▶ **DATA**
PR #486, opened 2020-10-24
site_admin/copy_pages.php: Use modern DPDatabase::query, escape, sprintf

bpfoley:
Interestingly, several cases here were incorrectly escaped: they
were already validated projectIDs, and are used as table names.

### DIFF
--- a/tools/site_admin/copy_pages.php
+++ b/tools/site_admin/copy_pages.php
@@ -241,10 +241,8 @@ function do_stuff( $projectid_, $from_image_, $page_name_handling,
             die("Project table $projectid is not UTF-8.");
         }
 
-        $res= mysqli_query(DPDatabase::get_connection(),
-            sprintf("DESCRIBE %s",
-            mysqli_real_escape_string(DPDatabase::get_connection(), $projectid_[$which]))
-        ) or die(DPDatabase::log_error());
+        $sql = "DESCRIBE {$projectid_[$which]}";
+        $res = DPDatabase::query($sql);
 
         $column_names = array();
         while ( $row = mysqli_fetch_assoc($res) )
@@ -282,12 +280,11 @@ function do_stuff( $projectid_, $from_image_, $page_name_handling,
 
         // ----------------------
 
-        $res = mysqli_query(DPDatabase::get_connection(), sprintf("
+        $sql = "
             SELECT image, fileid
-            FROM %s
-            ORDER BY image",
-            mysqli_real_escape_string(DPDatabase::get_connection(), $projectid)
-        )) or die(DPDatabase::log_error());
+            FROM $projectid
+            ORDER BY image";
+        $res = DPDatabase::query($sql);
 
         $n_pages = mysqli_num_rows($res);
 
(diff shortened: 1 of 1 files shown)


bpfoley:
I've tested copying pages from one project to another, and the sandbox is at https://www.pgdp.org/~bfoley/c.branch/cleanup12

tools/site_admin/copy_pages.php
```diff
@@ -651,13 +658,14 @@ function do_stuff( $projectid_, $from_image_, $page_name_handling,
...
         {
             $query = sprintf("
-                      SELECT username FROM user_project_info
-                      WHERE projectid = '%s' AND
-                            iste_$event = 1",
-                    mysqli_real_escape_string(DPDatabase::get_connection(), $projectid_['from'])
+                SELECT username FROM user_project_info
+                WHERE projectid = '%s' AND
+                    iste_%s = 1",
+                DPDatabase::escape($projectid_['from']),
```
chrismiceli, line 664: didn't you say above this was validated already?

bpfoley: Good catch. Yes I did!

tools/site_admin/copy_pages.php
```diff
@@ -282,12 +282,13 @@ function do_stuff( $projectid_, $from_image_, $page_name_handling,
 
         // ----------------------
 
-        $res = mysqli_query(DPDatabase::get_connection(), sprintf("
+        $sql = sprintf("
             SELECT image, fileid
             FROM %s
```
cpeel, line 287: I would embed the `$projectid` directly in the string and drop the `sprintf()`. That way the sprintf is reserved for escaping values and not the table or column names. https://www.pgdp.net/w/index.php?title=DP_Code_Best_Practices#Column_names_as_variables

cpeel: Ditto other places where we build SQL in this file.

bpfoley: Done.

tools/site_admin/copy_pages.php
```diff
@@ -596,25 +593,31 @@ function do_stuff( $projectid_, $from_image_, $page_name_handling,
...
+                'image',
+                'fileid'
+            ],
+            [
+                sprintf("'%s'", DPDatabase::escape($c_dst_image)),
+                sprintf("'%s'", DPDatabase::escape($c_dst_fileid))
+            ],
+            $items_list_template);
+
+        $insert = "INSERT INTO {$projectid_['to']}
```
cpeel, line 606: Move the `INSERT INTO` onto the next line.

tools/site_admin/copy_pages.php
```diff
@@ -651,13 +654,14 @@ function do_stuff( $projectid_, $from_image_, $page_name_handling,
         foreach ( $subscribable_project_events as $event => $label )
         {
             $query = sprintf("
-                      SELECT username FROM user_project_info
-                      WHERE projectid = '%s' AND
-                            iste_$event = 1",
-                    mysqli_real_escape_string(DPDatabase::get_connection(), $projectid_['from'])
+                SELECT username FROM user_project_info
+                WHERE projectid = '%s' AND
+                    iste_%s = 1",
```
cpeel, line 659: Keep `$event` in the string since it is a column name. We aren't escaping it or anything anyway.

srjfoo:
I've also tested and didn't see any problems.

▶ **EXERCISE DESCRIPTION**
Show each line in the data where the string "INTO" appears.

▶ **OUTPUT**
+        $insert = "INSERT INTO {$projectid_['to']}
cpeel, line 606: Move the `INSERT INTO` onto the next line.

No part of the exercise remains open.